作者哈里森本人是斯坦福大學法語與意大利語講座教授,可是此一職位似乎未能讓讀者了解他的更多旨趣。除了這本討論花園的作品,他還寫了《森林:文明的陰影》和《逝者的領域》等書,這些書俱從人文地理角度看人的生活環境,甚至充滿文學性的空間思考。而他的興趣不限於意大利的抒情詩人但丁、思想家維柯,還包括現象學,尤其對海德格和漢娜.阿倫特嫻熟,書中很多段落都在討論這兩位思想家的觀點。

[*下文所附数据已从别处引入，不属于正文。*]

PR #35, opened 2019-06-11
Initial implementation of fetcher of remote charts url

richardwxn:
1. implementation of url fetcher to download and verify charts, so it can point to remote/local charts during installation instead of relying on complied in ones.
2. dependent URL watcher/ Release channel integration
3. Add tests


pkg/helm/urlwatcher.go
```diff
@@ -0,0 +1,68 @@
...
+	return nil
+}
+
+// Run the polling job with target directory at specific interval
+func Run(udir string, interval uint64) {
+	po := &poller{
+		url:         udir,
+		minInterval: interval,
+	}
+	destDir, err := ioutil.TempDir("", "charts-")
```
ostromart: these sorts of string consts should be exposed in a const() block at the top with a name a comment.

pkg/helm/urlwatcher.go
```diff
@@ -0,0 +1,68 @@
...
+	if err != nil {
+		log.Fatal("failed to create temp directory for charts")
+		return
+	}
+	uf := &URLFetcher{
+		url:        po.url + "/istio-installer.tar.gz",
+		verifyUrl:  po.url + "/istio-installer.tar.gz.sha256",
```
ostromart: same comment about string constants.

pkg/helm/urlwatcher.go
```diff
@@ -0,0 +1,68 @@
...
+		untar:      true,
+		untarDir:   "untar",
+		verify:     true,
+		destDir:    destDir,
+		downloader: newFileDownloader(),
+	}
+	gocron.Every(interval).Minutes().Do(po.checkUpdate, uf)
+	<-gocron.Start()
+
+	defer os.RemoveAll(destDir)
```
ostromart: this doesn't look right. defer is used at the start of the function because it's called just before function returns for all paths. here, you may as well just call the function without defer.

pkg/helm/urlfetcher.go
```diff
@@ -0,0 +1,155 @@
...
+
+import (
+	"bytes"
+	"crypto/sha256"
+	"encoding/hex"
+	"errors"
+	"fmt"
+	"io"
+	"io/ioutil"
+	"istio.io/istio/pkg/log"
```
ostromart: you should set up goimports to order these for you. generally it's
built-in packages

external packages

istio packages

with blank line between.

pkg/helm/urlfetcher.go
```diff
@@ -0,0 +1,155 @@
...
+	"k8s.io/helm/pkg/chartutil"
+	"net/http"
+	"net/url"
+	"os"
+	"path/filepath"
+	"strings"
+)
+
+type FileDownloader struct {
+	// HTTP/HTTPS Client
```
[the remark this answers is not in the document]
richardwxn: thanks for the suggestions, I rephrased the comments based on the guideline

pkg/helm/urlfetcher.go
```diff
@@ -0,0 +1,155 @@
...
+		if fi, err := os.Stat(ud); err != nil {
+			if err := os.MkdirAll(ud, 0755); err != nil {
+				return fmt.Errorf("failed to untar (mkdir): %s", err)
+			}
+
+		} else if !fi.IsDir() {
+			return fmt.Errorf("failed to untar: %s is not a directory", ud)
+		}
+
+		return chartutil.ExpandFile(ud, saved)
```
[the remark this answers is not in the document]
richardwxn: I would just do a normal untar operation then. Actually I think it may depend on what format we expect when we render manifest based on local charts.

pkg/helm/urlfetcher.go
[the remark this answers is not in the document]
richardwxn: I addressed your other comments directly and also replaced the gocron job with a normal goroutine work

pkg/helm/urlfetcher.go
```diff
@@ -0,0 +1,155 @@
...
+	"istio.io/istio/pkg/log"
+	"k8s.io/helm/pkg/chartutil"
+	"net/http"
+	"net/url"
+	"os"
+	"path/filepath"
+	"strings"
+)
+
+type FileDownloader struct {
```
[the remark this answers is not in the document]
richardwxn: Added comments

pkg/helm/urlwatcher.go
richardwxn: removed defer

pkg/helm/urlwatcher.go
```diff
@@ -0,0 +1,94 @@
...
+		}
+	}
+}
+
+// Run the polling job with target directory at specific interval
+func Run(dirURL string, interval time.Duration) error {
+	po := &poller{
+		url:         dirURL,
+		minInterval: interval,
+		ticker: time.NewTicker(time.Minute * interval),
```
golangcibot: File is not `goimports`-ed (from `goimports`)
```suggestion
		ticker:      time.NewTicker(time.Minute * interval),
```

pkg/helm/urlfetcher.go
```diff
@@ -0,0 +1,154 @@
...
+	// client is a HTTP/HTTPS client.
+	client *http.Client
+}
+
+// URLFetcher is used to fetch and manipulate charts from remote url
+type URLFetcher struct {
+	// url is url to download the charts
+	url string
+	// verifyUrl is url to download the verification file
+	verifyUrl string
```
golangcibot: struct field `verifyUrl` should be `verifyURL` (from `golint`)

pkg/helm/urlfetcher.go
```diff
@@ -0,0 +1,154 @@
...
+// Send GET Request
+func (c *FileDownloader) Get(href string) (*bytes.Buffer, error) {
+	buf := bytes.NewBuffer(nil)
+
+	req, err := http.NewRequest("GET", href, nil)
+	if err != nil {
+		return nil, err
+	}
+	resp, err := c.client.Do(req)
+	defer resp.Body.Close()
```
golangcibot: httpresponse: using resp before checking for errors (from `govet`)

pkg/helm/urlwatcher.go
```diff
@@ -0,0 +1,94 @@
...
+		p.existingHash = newHash
+		err := uf.fetchChart(shaF)
+		log.Errorf("Error fetching charts and verify: %v", err)
+		return err
+	}
+	return nil
+}
+
+func (p *poller) poll(uf *URLFetcher) {
+	for {
```
golangcibot: S1000: should use for range instead of for { select {} } (from `gosimple`)

pkg/helm/urlfetcher.go
```diff
@@ -0,0 +1,154 @@
...
+	// url is url to download the charts
+	url string
+	// verifyURL is url to download the verification file
+	verifyURL string
+	// verify indicates whether the downloaded tar should be verified
+	verify bool
+	// destDir is path of charts downloaded to, empty as default to temp dir
+	destDir string
+	// untarDir is destination of untar
+	untarDir string
```
ostromart: Since users will probably not care where the charts actually are, I think we can combine the untar and dest dirs for simplicity.

pkg/helm/urlfetcher.go
```diff
@@ -0,0 +1,154 @@
...
+		if !strings.EqualFold(hex.EncodeToString(sum), hash) {
+			return errors.New("checksum does not match")
+		}
+	}
+
+	// After verification, untar the chart into the requested directory.
+	return archiver.Unarchive(saved, f.untarDir)
+}
+
+// fetch sha file
```
ostromart: Optional: lint will complain about the comment format if the symbol is exported, but I recommend following the same pattern for most unexported symbols, especially functions. It leads to a more consistent style and is more idiomatic.

pkg/helm/urlfetcher.go
```diff
@@ -0,0 +1,154 @@
...
+		return "", fmt.Errorf("SHA file url is empty")
+	}
+	shaF, err := f.downloader.DownloadTo(f.verifyURL, f.destDir)
+	if err != nil {
+		return "", err
+	}
+	return shaF, nil
+}
+
+func newFileDownloader() *FileDownloader {
```
ostromart: Seems unusual that FileDownloader is public but the new is not. Maybe FileDownloader should be private?

pkg/helm/urlfetcher.go
```diff
@@ -0,0 +1,154 @@
...
+		client: &http.Client{
+			Transport: &http.Transport{
+				DisableCompression: true,
+				Proxy:              http.ProxyFromEnvironment,
+			}},
+	}
+}
+
+// Send GET Request
+func (c *FileDownloader) Get(href string) (*bytes.Buffer, error) {
```
ostromart: SendGET would be more meaningful to readers when this function is used outside the package.

pkg/helm/urlfetcher_test.go
```diff
@@ -0,0 +1,140 @@
...
+			chartsFileName: InstallationChartsFileName,
+			expectFile:     "./istio-installer.tar.gz",
+			verify:         false,
+		},
+		{
+			name:           "Charts download and verify",
+			chartsFileName: InstallationChartsFileName,
+			shaFileName:    InstallationShaFileName,
+			expectFile:     "./istio-installer.tar.gz",
+			verify:         true,
```
ostromart: Should add verify failure case also.

pkg/helm/urlfetcher.go
```diff
@@ -0,0 +1,154 @@
...
+	// client is a HTTP/HTTPS client.
+	client *http.Client
+}
+
+// URLFetcher is used to fetch and manipulate charts from remote url
+type URLFetcher struct {
+	// url is url to download the charts
+	url string
+	// verifyURL is url to download the verification file
+	verifyURL string
```
ostromart: This may also be supplied from the caller through the API (from IstioControlPlane CR) so we should add that as an option, maybe when the fetcher is created.

pkg/helm/urlfetcher.go
richardwxn: done

pkg/helm/urlfetcher.go
richardwxn: done

pkg/helm/urlfetcher.go
richardwxn: done

pkg/helm/urlfetcher.go
richardwxn: done

pkg/helm/urlfetcher_test.go
richardwxn: added

pkg/helm/urlfetcher.go
richardwxn: Can you clarify this point?

pkg/helm/urlfetcher.go
```diff
@@ -0,0 +1,153 @@
...
+	}
+	shaF, err := f.downloader.DownloadTo(f.verifyURL, f.destDir)
+	if err != nil {
+		return "", err
+	}
+	return shaF, nil
+}
+
+// NewFileDownloader create a wrapper for download files
+func NewFileDownloader() *fileDownloader {
```
golangcibot: exported func NewFileDownloader returns unexported type *helm.fileDownloader, which can be annoying to use (from `golint`)

pkg/helm/urlfetcher.go
ostromart: I don't see a public API, only private, so how would a caller create a fetcher for a particular URL?

pkg/manifest/objects.go
```diff
@@ -59,7 +59,7 @@ func NewK8sObject(u *unstructured.Unstructured, json, yaml []byte) *K8sObject {
 		json:   json,
 		yaml:   yaml,
 	}
-
+	helm.R
```
golangcibot: undeclared name: `helm` (from `typecheck`)

ostromart:
Per offline conversation dir structure should be [VERSION.txt, charts/, profiles/] where VERSION.txt will contain YAML that specified the charts version, and the compatible versions of the operator binary specified in a range format e.g. https://github.com/hashicorp/go-version

pkg/helm/urlfetcher.go
```diff
@@ -0,0 +1,165 @@
...
+	downloader *FileDownloader
+}
+
+// NewURLFetcher creates an URLFetcher pointing to urls and destination
+func NewURLFetcher(repoURL string, destDir string) *URLFetcher {
+	uf := &URLFetcher{
+		url:        repoURL + "/" + InstallationChartsFileName,
+		verifyURL:  repoURL + "/" + InstallationShaFileName,
+		verify:     true,
+		destDir:    destDir,
```
ostromart: We want this to default to a platform specific temp dir - however, not one that's randomly generated, since this will lead to downloading the same package multiple times.

richardwxn: If we run the fetcher by poller, during the poller running time, the destDir does not change, which is under platform default temp dir. Do you mean that even across different poller the destDir name should be fixed?

pkg/helm/urlfetcher.go
```diff
@@ -0,0 +1,203 @@
...
+
+import (
+	"bytes"
+	"crypto/sha256"
+	"encoding/hex"
+	"errors"
+	"fmt"
+	"io"
+	"io/ioutil"
+	"istio.io/operator/pkg/util"
```
golangcibot: File is not `goimports`-ed (from `goimports`)
```suggestion

```

pkg/helm/urlwatcher.go
```diff
@@ -0,0 +1,101 @@
...
+func (p *poller) poll(uf *URLFetcher) {
+	for t := range p.ticker.C {
+		// When the ticker fires
+		fmt.Println("Tick at", t)
+		err := p.checkUpdate(uf)
+		log.Errorf("Error polling charts: %v", err)
+	}
+}
+
+// PollURL runs the polling job with target directory at specific interval
```
ostromart: PollURL continuously polls the given url, which points to a directory containing an installation package at the given interval and fetches a new copy if it is updated.

pkg/helm/urlwatcher.go
```diff
@@ -0,0 +1,101 @@
...
+func PollURL(dirURL string, interval time.Duration) error {
+	po := &poller{
+		url:         dirURL,
+		minInterval: interval,
+		ticker:      time.NewTicker(time.Minute * interval),
+	}
+	destDir, err := ioutil.TempDir("", ChartsTempFilePrefix)
+	if err != nil {
+		log.Fatal("failed to create temp directory for charts")
```
ostromart: Don't log.Fatal - this will cause program to exit.

pkg/helm/urlfetcher.go
```diff
@@ -0,0 +1,203 @@
...
+	return &FileDownloader{
+		client: &http.Client{
+			Transport: &http.Transport{
+				DisableCompression: true,
+				Proxy:              http.ProxyFromEnvironment,
+			}},
+	}
+}
+
+// SendGet makes http GET request to url
```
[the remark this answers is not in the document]
richardwxn: href is actually the url passed in, renamed it to url to avoid confusion

pkg/helm/urlwatcher.go
```diff
@@ -0,0 +1,101 @@
...
+
+const (
+	// InstallationChartsFileName is sample Chart filename to fetch
+	InstallationChartsFileName = "istio-installer.tar.gz"
+	// InstallationShaFileName is Sha filename to verify
+	InstallationShaFileName = "istio-installer.tar.gz.sha256"
+	// VersionsFileName is version file's name
+	VersionsFileName = "VERSIONS.yaml"
+	// ChartsTempFilePrefix is temporary Files prefix
+	ChartsTempFilePrefix = "charts-"
```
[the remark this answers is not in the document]
richardwxn: done

pkg/helm/urlwatcher.go
```diff
@@ -0,0 +1,101 @@
...
+		return fmt.Errorf("failed to read sha file: %s", err)
+	}
+	// Original sha file name is formatted with "HashValue filename"
+	newHash := strings.Fields(string(hashAll))[0]
+	// compare with existing hash
+	// if sha file updated then fetch latest charts
+	if !strings.EqualFold(newHash, p.existingHash) {
+		p.existingHash = newHash
+		err := uf.fetchChart(shaF)
+		log.Errorf("Error fetching charts and verify: %v", err)
```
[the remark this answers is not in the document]
richardwxn: done

pkg/helm/urlwatcher.go
```diff
@@ -0,0 +1,101 @@
...
+		return err
+	}
+	return nil
+}
+
+func (p *poller) poll(uf *URLFetcher) {
```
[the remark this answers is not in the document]
richardwxn: make it an independent function to be more readable and also we might have more sophisticated polling logic in the future

pkg/helm/urlwatcher.go
```diff
@@ -0,0 +1,101 @@
...
+	for t := range p.ticker.C {
+		// When the ticker fires
+		fmt.Println("Tick at", t)
+		err := p.checkUpdate(uf)
+		log.Errorf("Error polling charts: %v", err)
```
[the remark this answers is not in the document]
richardwxn: done

pkg/helm/urlwatcher.go
```diff
@@ -0,0 +1,101 @@
...
+
+	"istio.io/pkg/log"
+)
+
+// poller is used to poll files from remote url at specific internal
+type poller struct {
+	// url is remote target url to poll from
+	url string
+	// minInterval is time intervals in minutes for polling
+	minInterval time.Duration
```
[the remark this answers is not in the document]
richardwxn: removed the minInterval as it is not necessary, just to keep a ticker is enough

pkg/helm/urlwatcher.go
```diff
@@ -0,0 +1,101 @@
...
+	InstallationShaFileName = "istio-installer.tar.gz.sha256"
+	// VersionsFileName is version file's name
+	VersionsFileName = "VERSIONS.yaml"
+	// ChartsTempFilePrefix is temporary Files prefix
+	ChartsTempFilePrefix = "charts-"
+)
+
+// checkUpdate checks whether sha file being updated or not
+// fetch latest charts if yes
+func (p *poller) checkUpdate(uf *URLFetcher) error {
```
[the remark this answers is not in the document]
richardwxn: originally I put that as part of poller, but later I make them more independent because I think poller can be used with some other logics as well, not necessarily the URLfetcher

pkg/helm/urlwatcher.go
```diff
@@ -0,0 +1,98 @@
...
+	for t := range p.ticker.C {
+		// When the ticker fires
+		log.Debugf("Tick at", t)
+		if err := p.checkUpdate(uf); err != nil {
+			log.Errorf("Error polling charts: %v", err)
+		}
+	}
+}
+
+
```
golangcibot: File is not `goimports`-ed (from `goimports`)
```suggestion

```

pkg/helm/urlfetcher.go
ostromart: For a poller we are ok, since the process stays alive. The problem is the non-poll mode - if a user runs a CLI command multiple times that targets URL, each time the command will download a fresh copy of the same install package.

pkg/helm/urlwatcher.go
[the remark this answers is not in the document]
ostromart: then, you could redesign the poller New function to take the new fetcher. otherwise you're forcing the user to maintain two separate objects that belong together.
also, unless you have a specific scenario in mind that looks likely it's best to follow YAGNI.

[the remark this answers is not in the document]
richardwxn: done

pkg/helm/urlfetcher.go
richardwxn: Actually the NewURLFetcher accept destDir passed in, so the caller can specify whether it is a random path or a fix path. Right now the poller would pass in a random path. To make it more clear, add a check in NewURLFetcher to use a fix path under platform specific temp dir when destDir passed in is empty.

pkg/helm/urlwatcher.go
```diff
@@ -0,0 +1,105 @@
...
+	for t := range p.ticker.C {
+		// When the ticker fires
+		log.Debugf("Tick at: %s", t)
+		if err := p.checkUpdate(); err != nil {
+			log.Errorf("Error polling charts: %v", err)
+		}
+	}
+}
+
+func NewPoller(dirURL string, destDir string, interval time.Duration) *poller{
```
golangcibot: exported func NewPoller returns unexported type *helm.poller, which can be annoying to use (from `golint`)

pkg/helm/urlwatcher.go
```diff
@@ -0,0 +1,105 @@
...
+	uf := NewURLFetcher(dirURL, destDir, InstallationChartsFileName, InstallationShaFileName)
+	return &poller{
+		url:         dirURL,
```
golangcibot: File is not `goimports`-ed (from `goimports`)

pkg/helm/urlfetcher.go
```diff
@@ -0,0 +1,204 @@
...
+	}
+
+	name := filepath.Base(u.Path)
+	destFile := filepath.Join(dest, name)
+	if err := ioutil.WriteFile(destFile, data.Bytes(), 0644); err != nil {
+		return destFile, err
+	}
+
+	return destFile, nil
+}
```
golangcibot: File is not `goimports`-ed (from `goimports`)
```suggestion
}
```

pkg/helm/urlwatcher.go
```diff
@@ -0,0 +1,106 @@
...
+		log.Error("failed to create temp directory for charts")
+		return err
+	}
+
+	po := NewPoller(dirURL, destDir, interval)
+	go po.poll()
+
+	os.RemoveAll(destDir)
+	return nil
+}
```
golangcibot: File is not `goimports`-ed (from `goimports`)
```suggestion
}
```

pkg/helm/urlfetcher_test.go
```diff
@@ -0,0 +1,162 @@
...
+				return
+			}
+		}
+		ef := filepath.Join(fq.destDir, test.chartsFileName)
+		if _, err := os.Stat(ef); err != nil {
+			t.Error(err)
+			return
+		}
+	}
+}
```
golangcibot: File is not `goimports`-ed (from `goimports`)
```suggestion
}
```

pkg/helm/urlwatcher.go
```diff
@@ -0,0 +1,106 @@
...
+	destDir, err := ioutil.TempDir("", ChartsTempFilePrefix)
+	if err != nil {
+		log.Error("failed to create temp directory for charts")
+		return err
+	}
+
+	po := NewPoller(dirURL, destDir, interval)
+	go po.poll()
+
+	os.RemoveAll(destDir)
```
ostromart: I think you have a problem here - destDir will be removed while poller is still running. Either add a waitgroup or make life easier and just put the poller in a sync loop here. There's really no need for this to  be a goroutine.

richardwxn: good catch, I will just move it to main thread

ostromart (approved):

pkg/manifest/objects.go
```diff
@@ -60,7 +60,7 @@ func NewK8sObject(u *unstructured.Unstructured, json, yaml []byte) *K8sObject {
 		json:   json,
 		yaml:   yaml,
 	}
-
+
```
golangcibot: File is not `goimports`-ed (from `goimports`)
```suggestion

```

就如書中反覆談論海德格的「憂思」。從基督教歷史觀點看,正因為人類吃了分辨善惡之果,所以被上帝逐出伊甸園,以後必須獻身於土地,從園地的勞動中餬口。而在希臘神話中,憂思女神以地上卑微(humble)的黏土(humus)塑造出人類(human),所以人必須植根於謙卑之土(the humus of human humility),這「憂思」也是海德格說的「此在」(dasein)表現為「在世界中存在」(being-in-the-world)的特質之關鍵要素。
力役於地的根性是人最根本的需要,即使它最初表現於花園的憂思,也比溫飽、富足更重要。作者以紐約社區花園的例子說明,即使是吸毒者、犯案纍纍者,或其他無家可歸之人,只要給他一片棲身之所,也會粉飾成一片小園地。作者也引用意大利學者勞雷亞諾(Pietro Laureano)的論述,認為人們在農業出現以前,遠於舊石器時代已在種植花草,而這只是小小嘗試,除了提高農作物栽培技巧外,不可能有其他實用目的,主要是為了巫術祭典等目的。
這也呼應了維柯在《新科學》中闡述的觀點:即我們的先民社會以「詩性思考」感受一切事物,以及為社會立法,這種「詩性思維」將遠古法律和語言、宗教等事物串連起來,它不一定是現代人說的「審美」(aesthetics),卻是考量周遭事物的一把尺,也是他們的智性、靈性和物性能量。花園這片土地既出於自然,又在人身邊築起一堵與自然分隔的圍牆,然而它又有生命,這些特質讓人類能從無情的自然中抽離,又能與自然保持聯繫。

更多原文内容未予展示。